The neural mechanisms that give rise to human consciousness have been described as one of the greatest and most profound mysteries in all of modern medicine. The use of general anesthetics to induce loss of consciousness (LOC) in millions of patients each year provides unique opportunity to determine if various neural circuits play critical roles in the promotion or restoration of consciousness.
Many general anesthetics, including propofol, the most widely-used anesthetic to induce and/or maintain general anesthesia in humans, induce LOC in part by potentiating chloride influx through the GABAA receptor, leading to neural inhibition. During the initial period of general anesthesia, known as induction, a bolus dose of an anesthetic drug is administered that leads to LOC. Consciousness is characterized by wakefulness, arousal, cognition, self-awareness, and awareness of one’s environment. LOC may be easily assessed by a patient’s lack of response to a verbal command from a clinician.

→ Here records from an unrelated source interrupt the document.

PR #1366, opened 2020-01-16
JSUI-2821 Fixed Youtube modal's accessibility

btaillon:
https://coveord.atlassian.net/browse/JSUI-2821

I created a reusable component called `AccessibleModal` to avoid duplicating code across the `QuickView` and `YoutubeThumbnail` components. This component makes sure that a `FocusTrap` is enabled on the modal and that the modal has the required accessibility attributes.

### DIFF
--- a/src/utils/AccessibleModal.ts
+++ b/src/utils/AccessibleModal.ts
@@ -6,7 +6,7 @@ import { KeyboardUtils, KEYBOARD } from './KeyboardUtils';
 
 export interface IAccessibleModalOptions {
   overlayClose?: boolean;
-  sizeMod: 'big';
+  sizeMod: 'small' | 'normal' | 'big';
 }
 
 export class AccessibleModal {
@@ -73,10 +73,11 @@ export class AccessibleModal {
 
   private makeAccessible() {
     this.element.setAttribute('aria-modal', 'true');
-    this.makeCloseButtonAccessible(this.element.querySelector('.coveo-small-close'));
+    this.makeCloseButtonAccessible();
   }
 
-  private makeCloseButtonAccessible(closeButton: HTMLElement) {
+  private makeCloseButtonAccessible() {
+    const closeButton: HTMLElement = this.element.querySelector('.coveo-small-close');
     closeButton.setAttribute('aria-label', l('Close'));
     closeButton.tabIndex = 0;
     closeButton.focus();
--- a/src/utils/AccessibleModal.ts
+++ b/src/utils/AccessibleModal.ts
@@ -1,0 +1,90 @@
+import { ModalBox as ModalBoxModule } from '../ExternalModulesShim';
+import { FocusTrap } from '../ui/FocusTrap/FocusTrap';
+import { l } from '../strings/Strings';
+import { $$ } from './Dom';
+import { KeyboardUtils, KEYBOARD } from './KeyboardUtils';
+
+export interface IAccessibleModalOptions {
+  overlayClose?: Coveo.ModalBox.Options['overlayClose'];
+  sizeMod: Coveo.ModalBox.Options['sizeMod'];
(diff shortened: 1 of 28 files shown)


src/utils/AccessibleModal.ts
```diff
@@ -0,0 +1,90 @@
+import { ModalBox as ModalBoxModule } from '../ExternalModulesShim';
+import { FocusTrap } from '../ui/FocusTrap/FocusTrap';
+import { l } from '../strings/Strings';
+import { $$ } from './Dom';
+import { KeyboardUtils, KEYBOARD } from './KeyboardUtils';
+
+export interface IAccessibleModalOptions {
+  overlayClose?: boolean;
+  sizeMod: 'big';
```
samisayegh: Does `sizeMod` need to be an option if `big` is the only allowed value?

src/utils/AccessibleModal.ts
```diff
@@ -0,0 +1,90 @@
...
+    this.activeModal.close();
+    this.activeModal = null;
+  }
+
+  private makeAccessible() {
+    this.element.setAttribute('aria-modal', 'true');
+    this.makeCloseButtonAccessible(this.element.querySelector('.coveo-small-close'));
+  }
+
+  private makeCloseButtonAccessible(closeButton: HTMLElement) {
```
samisayegh: Since this method only changes the closeButton, couldn't we do the DOM query inside the method instead of needing to pass it in?

unitTests/utils/AccessibleModalTest.ts
```diff
@@ -0,0 +1,140 @@
...
+      it('sets aria-modal to true on the modal element', () => {
+        expect(container.getAttribute('aria-modal')).toEqual('true');
+      });
+
+      it('gives the close button a label', () => {
+        expect(closeButton.getAttribute('aria-label')).toBeTruthy();
+      });
+
+      it('gives the close button a tabindex', () => {
+        expect(closeButton.tabIndex >= 0).toEqual(true);
```
samisayegh: Could we be more strict with the assertion on the tabIndex? Is it always set to `0` or does it change?

src/utils/AccessibleModal.ts
```diff
@@ -0,0 +1,90 @@
...
+      className: this.className,
+      validation: () => {
+        this.onModalClose();
+        return validation();
+      },
+      body: this.ownerBody,
+      sizeMod: this.options.sizeMod,
+      overlayClose: this.options.overlayClose
+    });
+    this.focusTrap = new FocusTrap(this.element);
```
samisayegh: I'm curious as to what `focusTrap` is?

src/utils/AccessibleModal.ts
btaillon: 'big' isn't the only option, I inherited this property from `Coveo.ModalBox.Options.sizemod`, which I added on an older PR without knowing what `sizeMod` values are available. I just looked it up and the available values are `'small' | 'normal' | 'big'`, so I'll add that.

src/utils/AccessibleModal.ts
btaillon: Sure, I'll change that.

unitTests/utils/AccessibleModalTest.ts
btaillon: It gives it a `tabIndex` and doesn't change it afterwards. This is an accessibility property that is missing in the `modalbox` package.

src/utils/AccessibleModal.ts
btaillon: `focusTrap` prevents the keyboard focus from leaving a component. It also prevents accessibility focus from VoiceOver or TalkBack from leaving a component.

PR #1371, opened 2020-01-20
JSUI-2826 Add `aria-expanded` to `FacetSearch`

btaillon:
Added `aria-expanded` and `aria-controls` to indicate to accessibility tools that `FacetSearch` is opened.

### DIFF
--- a/src/ui/CategoryFacet/CategoryFacetSearch.ts
+++ b/src/ui/CategoryFacet/CategoryFacetSearch.ts
@@ -35,7 +35,9 @@ export class CategoryFacetSearch implements IFacetSearch {
     return CategoryFacet.ID;
   }
 
-  public set currentFacetSearchElementId(id: string) {}
+  public setExpandedFacetSearchAccessibilityAttributes(searchResultsElements: HTMLElement) {}
+
+  public setCollapsedFacetSearchAccessibilityAttributes() {}
 
   public build() {
     this.container = $$('div', {
--- a/src/ui/CategoryFacet/CategoryFacetSearch.ts
+++ b/src/ui/CategoryFacet/CategoryFacetSearch.ts
@@ -35,6 +35,8 @@ export class CategoryFacetSearch implements IFacetSearch {
     return CategoryFacet.ID;
   }
 
+  public set currentFacetSearchElementId(id: string) {}
+
   public build() {
     this.container = $$('div', {
       className: 'coveo-category-facet-search-container',
--- a/src/ui/Facet/Facet.ts
+++ b/src/ui/Facet/Facet.ts
@@ -782,9 +782,9 @@ export class Facet extends Component {
     }
     const { accessibleElement } = this.searchContainer;
     if (!id) {
-      accessibleElement.removeAttribute('aria-owns');
+      accessibleElement.removeAttribute('aria-controls');
     } else {
-      accessibleElement.setAttribute('aria-owns', id);
+      accessibleElement.setAttribute('aria-controls', id);
     }
     accessibleElement.setAttribute('aria-expanded', (!!id).toString());
   }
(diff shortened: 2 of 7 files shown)


unitTests/ui/FacetSearchTest.ts
```diff
@@ -87,26 +97,49 @@ export function FacetSearchTest() {
...
+
+        describe('and calling dismissSearchResults', () => {
+          it('should hide facet search results', done => {
+            expect(allSearchResults().length).toBe(10);
+            expect(facetSearch.currentlyDisplayedResults.length).toBe(10);
+            facetSearch.dismissSearchResults();
+            expect(allSearchResults().length).toBe(0);
+            expect(facetSearch.currentlyDisplayedResults).toBeUndefined();
+            done();
+          });
```
btaillon: This code was moved so that the new tests could make use of some of its setup. The `.then` was also changed into an `await`.

unitTests/ui/FacetTest.ts
```diff
@@ -654,56 +654,99 @@ export function FacetTest() {
...
+
+            it('should set aria-expanded to false', () => {
+              expect(accessibleElement.getAttribute('aria-expanded')).toEqual(false.toString());
+            });
+
+            it('should remove aria-controls', () => {
+              expect(accessibleElement.getAttribute('aria-controls')).toBeNull();
+            });
+          });
         });
```
btaillon: Those are the only new tests in this file.

src/ui/CategoryFacet/CategoryFacetSearch.ts
```diff
@@ -35,6 +35,8 @@ export class CategoryFacetSearch implements IFacetSearch {
     return CategoryFacet.ID;
   }
 
+  public set currentFacetSearchElementId(id: string) {}
```
ThibodeauJF: will add it on a future PR?

src/ui/Facet/Facet.ts
```diff
@@ -776,6 +776,19 @@ export class Facet extends Component {
     });
   }
 
+  public set currentFacetSearchElementId(id: string) {
+    if (!this.searchContainer) {
```
samisayegh: Rather than checking if the `searchContainer` and `id` are defined, and casting the id to a boolean on line 789, I think it would be simpler and more readable to break this function into two: `addFacetSearchAccessibilityAttributes` and `removeFacetSearchAccessibilityAttributes`.

src/ui/Facet/Facet.ts
```diff
@@ -776,6 +776,19 @@ export class Facet extends Component {
...
+      return;
+    }
+    const { accessibleElement } = this.searchContainer;
+    if (!id) {
+      accessibleElement.removeAttribute('aria-controls');
```
samisayegh: Should we assert that the `id` is a non-empty string instead? Could it also be more "fool-proof" to check that there actually is a (child?) element with the id?


Also, as far as removing `aria-controls`, if the `searchContainer` is removed from the DOM when the facet search is closed, do we still need to remove the attribute?

src/ui/CategoryFacet/CategoryFacetSearch.ts
btaillon: This was added to implement the `IFacetSearch` interface, but most likely this function will need to do something in a future PR.

src/ui/Facet/Facet.ts
btaillon: Good idea, I'll split this function.

src/ui/Facet/Facet.ts
btaillon: All good points. I'll add an assertion to check that `id` is non-empty and exists, I'll also keep the `aria-controls` attribute.

PR #1375, opened 2020-01-22
JSUI-2829 Display collapsed values differently for DynamicFacets

ThibodeauJF:
https://coveord.atlassian.net/browse/JSUI-2829

According to UX:
Screen Shot 2020-01-22 at 11 30 20 AM

### DIFF
--- a/src/ui/DynamicFacet/DynamicFacetValues/DynamicFacetValues.ts
+++ b/src/ui/DynamicFacet/DynamicFacetValues/DynamicFacetValues.ts
@@ -47,6 +47,10 @@ export class DynamicFacetValues implements IDynamicFacetValues {
     return this.facetValues.filter(value => value.isSelected).map(({ value }) => value);
   }
 
+  private get selectedDisplayValues() {
+    return this.facetValues.filter(value => value.isSelected).map(({ displayValue }) => displayValue);
+  }
+
   public get activeValues() {
     return this.facetValues.filter(value => !value.isIdle);
   }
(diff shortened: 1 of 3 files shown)


src/ui/DynamicFacet/DynamicFacetValues/DynamicFacetValues.ts
```diff
@@ -47,6 +47,10 @@ export class DynamicFacetValues implements IDynamicFacetValues {
     return this.facetValues.filter(value => value.isSelected).map(({ value }) => value);
   }
 
+  private get selectedDisplayValues() {
```
olamothe: When we add the possibility to exclude values, this might "slip" and we might forget about adding the correct logic here ( for `.isExcluded` ).

Should we instead use `! .isIdle` ?

src/ui/DynamicFacet/DynamicFacetValues/DynamicFacetValues.ts
```diff
@@ -150,6 +154,24 @@ export class DynamicFacetValues implements IDynamicFacetValues {
     }
   }
 
+  private appendSelectedCollapsedValues(fragment: DocumentFragment) {
+    if (!this.hasSelectedValues) {
```
olamothe: Same comment about using idle instead of selected

src/ui/DynamicFacet/DynamicFacetValues/DynamicFacetValues.ts
ThibodeauJF: When we have excluded we might want to display those values separately and differently. E.g. : ~excluded value 1~

src/ui/DynamicFacet/DynamicFacetValues/DynamicFacetValues.ts
ThibodeauJF: Would be appendExcludedCollapsedValues IMO.
Don't worry, it would not be forgotten 😛

PR #1376, opened 2020-01-23
JSUI-2832 Move autoselect prevention to the facet level

ThibodeauJF:
SEARCHAPI-4233 will be required for it to work

https://coveord.atlassian.net/browse/JSUI-2832

### DIFF
--- a/src/controllers/DynamicFacetQueryController.ts
+++ b/src/controllers/DynamicFacetQueryController.ts
@@ -91,6 +91,7 @@ export class DynamicFacetQueryController {
       currentValues: this.currentValues,
       numberOfValues: this.numberOfValues,
       freezeCurrentValues: this.freezeCurrentValues,
+      preventAutoSelect: this.preventAutoSelection,
       isFieldExpanded: this.numberOfValuesToRequest > this.facet.options.numberOfValues
     };
   }
@@ -117,6 +118,7 @@ export class DynamicFacetQueryController {
     return this.facet.values.allFacetValues.map(({ value, state }) => ({
       value,
       state,
+      // TODO: remove after SEARCHAPI-4233 is completed
       preventAutoSelect: this.preventAutoSelection
     }));
   }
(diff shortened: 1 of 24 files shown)


ThibodeauJF:
@samisayegh  We got to test the feature end to end for the first time recently. For the DynamicFacet, everything about autoselection was working well, for the HierarchicalFacet, I realized that there was some use cases where we couldn't specify preventing autoselection on a specific value.

Talking to UX we realized that maybe for the DynamicFacet as well we want to prevent ALL facet values from being autoselected on interaction, hence asking the SearchAPI to move/add the parameter on the facet level as well.

src/ui/DynamicFacet/DynamicFacet.ts
```diff
@@ -497,6 +498,11 @@ export class DynamicFacet extends Component implements IDynamicFacet {
     this.dynamicFacetQueryController.enableFreezeFacetOrderFlag();
   }
 
+  public enablePreventAutoSelectionFlag() {
```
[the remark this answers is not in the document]
ThibodeauJF: yeah looking at it the controller is created when the class is instantiated so those weren't necessary

src/controllers/DynamicFacetQueryController.ts
```diff
@@ -108,10 +115,11 @@ export class DynamicFacetQueryController {
   }
 
   protected get currentValues(): IFacetRequestValue[] {
-    return this.facet.values.allFacetValues.map(({ value, state, preventAutoSelect }) => ({
+    return this.facet.values.allFacetValues.map(({ value, state }) => ({
       value,
       state,
-      preventAutoSelect
+      // TODO: remove after SEARCHAPI-4233 is completed
+      preventAutoSelect: this.preventAutoSelection
```
olamothe: What are the consequences if we don't do this ?

Does it just become a "superfluous" parameter, or is there are other consequences ?

ThibodeauJF: It becomes a double dip parameter, specifying it both on the facet and all the facet values will have the same behaviour

PR #1378, opened 2020-01-24
JSUI-2831 Made `facetSettings` focus on the first sort option by default

btaillon:
https://coveord.atlassian.net/browse/JSUI-2831


src/ui/Facet/FacetSettings.ts
```diff
@@ -186,6 +186,10 @@ export class FacetSettings extends FacetSort {
         this.unselectItem(this.getSortItem(criteria.name));
       }
     });
+
+    if (this.sortSection) {
```
samisayegh: Why do we need to check if the `sortSection` is defined?

If there is a chance that it does not exist, could we focus on the first focusable element in the `settingsPopup` element instead? Otherwise, I imagine we would still have the same accessibility issue?

src/ui/Facet/FacetSettings.ts
```diff
@@ -186,6 +186,10 @@ export class FacetSettings extends FacetSort {
...
+      first(this.sortSection.sortItems).focus();
```
samisayegh: Is it possible for the `sortSection` sortItems to be an empty array?

src/ui/Facet/FacetSettings.ts
btaillon: If there are no enabled sorts, there will be no defined `sortSection`. I just checked again though and found that there are other focusable elements apart from those of `sortSection`, so I'll make it select whichever first element has `tabindex >= 0`.

src/ui/Facet/FacetSettings.ts
btaillon: I just checked and it doesn't seem like so. However, this shouldn't matter anymore since any first element with `tabindex >= 0` will be focused.

src/ui/Facet/FacetSettings.ts
```diff
@@ -56,6 +56,10 @@ export class FacetSettings extends FacetSort {
     this.settingsButton.setAttribute('aria-expanded', `${expanded}`);
   }
 
+  private get firstFocusablePopupElement() {
+    return find(Dom.nodeListToArray(this.settingsPopup.querySelectorAll('[tabindex]')), element => element.tabIndex >= 0);
```
olamothe: Use `findAll` from Dom utility.

```
find($$(this.settingsPopups).findAll('[tabindex]'), .....
```

btaillon: That looks a lot better! I'll use that instead.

Interestingly, an intriguing phenomenon known as paradoxical excitation may also occur after initial administration of an anesthetic drug. As the name implies, nearly every anesthetic drug used clinically may paradoxically excite the brain before inducing unconsciousness (e.g. eccentric body movements, transient increases in beta activity on the electroencephalogram, etc.). Anesthesiologists and neuroscientists are currently unable to explain how anesthetics are able to induce paradoxical excitation.
Additionally, emergence from general anesthesia is a passive process that occurs after anesthetic removal, is associated with lower levels of anesthetic concentrations in the brain, and is also characterized by transient increases in beta activity on the electroencephalogram just before emergence, similar to low dose anesthetic-induced paradoxical excitation just before loss of consciousness. Such evidence indicates that paradoxical excitation and the period just before emergence from general anesthesia are analogous and that both states may indeed share a common mechanism.
AMPK is an evolutionarily conserved kinase that increases lifespan and healthspan in several model organisms, is present throughout the mammalian brain, and is activated by increases in cellular stress (e.g. increases in calcium [Ca2+], reactive oxygen species [ROS], and/or increases in the AMP/ATP ratio, etc.). Both Ca2+ and ROS play critical roles in neuronal excitation and the inhibition of AMPK has recently been shown to inhibit long-term potentiation in vitro(considered the cellular correlate for learning and memory) and long-term memory formation in vivoin mice. Additionally, glutamate, the primary excitatory neurotransmitter in the human brain, activates AMPK in cortical neurons and nearly every neurotransmitter that is essential for maintaining and/or restoring human consciousness activates AMPK (i.e. acetylcholine, histamine, orexin-A, dopamine, and norepinephrine).
Furthermore, nearly every anesthetic drug used clinically that promotes paradoxical excitation but also induces loss of consciousness in human patients activates AMPK, including propofol, sevoflurane, isoflurane, dexmedetomidine, ketamine, and midazolam. Bicuculline (a secondary metabolite produced by the plant Corydalis chaerophylla) reverses propofol anesthesia and activates AMPK in cortical neurons and several compounds that have been shown to accelerate emergence from anesthesia also activate AMPK (e.g. nicotine, caffeine, forskolin, and carbachol).
Such evidence suggests a novel and provocative hypothesis wherein paradoxical excitation is considered analogous to the period just before emergence from general anesthesia and that cellular stress-induced AMPK activation by low doses of anesthetic drugs and several excitatory neurotransmitters represents a common mechanism of action promoting both states. Indeed, AMPK activators including metformin and nicotine cross the blood-brain barrier in vivoand enhance the proliferation and differentiation of neural stem cells in the brain, potentially enhancing brain repair and facilitating restoration of consciousness in patients diagnosed with disorders of consciousness (e.g. coma).
Cellular stress-induced AMPK activation may also link human consciousness with other seemingly disparate physiological and pathophysiological processes, including “young blood” (young plasma activates AMPK), pathological aging (metformin activates AMPK and alleviates accelerated aging defects in progeria cells), plasma medicine (cold physical plasma exerts beneficial effects in cells by increasing ROS levels), human life creation (stress-inducing agents promote oocyte maturation and the acrosome reaction in sperm), “jumping genes” (stress promotes the beneficial activation & mobilization of “jumping genes”  in human cells), meditation (meditation increases genes in the AMPK signaling pathway in humans), regeneration of body parts (AMPK and stress play important roles in planarian worm regeneration), and CRISPR-Cas activation in bacteria (stressors including temperature stress and nutrient deprivation activate CRISPR-Cas systems).